GIVEN ENTRIES —
PR #1455, opened 2024-06-13
Support multiple edit of annotations

wkentaro:
Close https://github.com/labelmeai/labelme/pull/1369

```
1. person -> [select] -> human
2. person -> [select] -> human
3. bottle
```

```
1. person -> [select] -> <can change group_id but not label>
2. person -> [select] -> <can change group_id but not label> 
3. bottle -> [select] -> <can change group_id but not label>
```

If we want to edit multiple different labels at the same, we need different button.

https://github.com/labelmeai/labelme/assets/4310419/237cca70-9426-4a36-ad37-21523f6b3d75


wkentaro:
@Daasein Let's introduce the new action when it's absolutely needed (e.g., we need to edit "red" and "green" back to "traffic lights".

TASK DETAILS — Each entry must be reproduced exactly, with nothing added or dropped.

ANSWER BOX —
PR #1455, opened 2024-06-13
Support multiple edit of annotations

wkentaro:
Close https://github.com/labelmeai/labelme/pull/1369

```
1. person -> [select] -> human
2. person -> [select] -> human
3. bottle
```

```
1. person -> [select] -> <can change group_id but not label>
2. person -> [select] -> <can change group_id but not label> 
3. bottle -> [select] -> <can change group_id but not label>
```

If we want to edit multiple different labels at the same, we need different button.

https://github.com/labelmeai/labelme/assets/4310419/237cca70-9426-4a36-ad37-21523f6b3d75


wkentaro:
@Daasein Let's introduce the new action when it's absolutely needed (e.g., we need to edit "red" and "green" back to "traffic lights".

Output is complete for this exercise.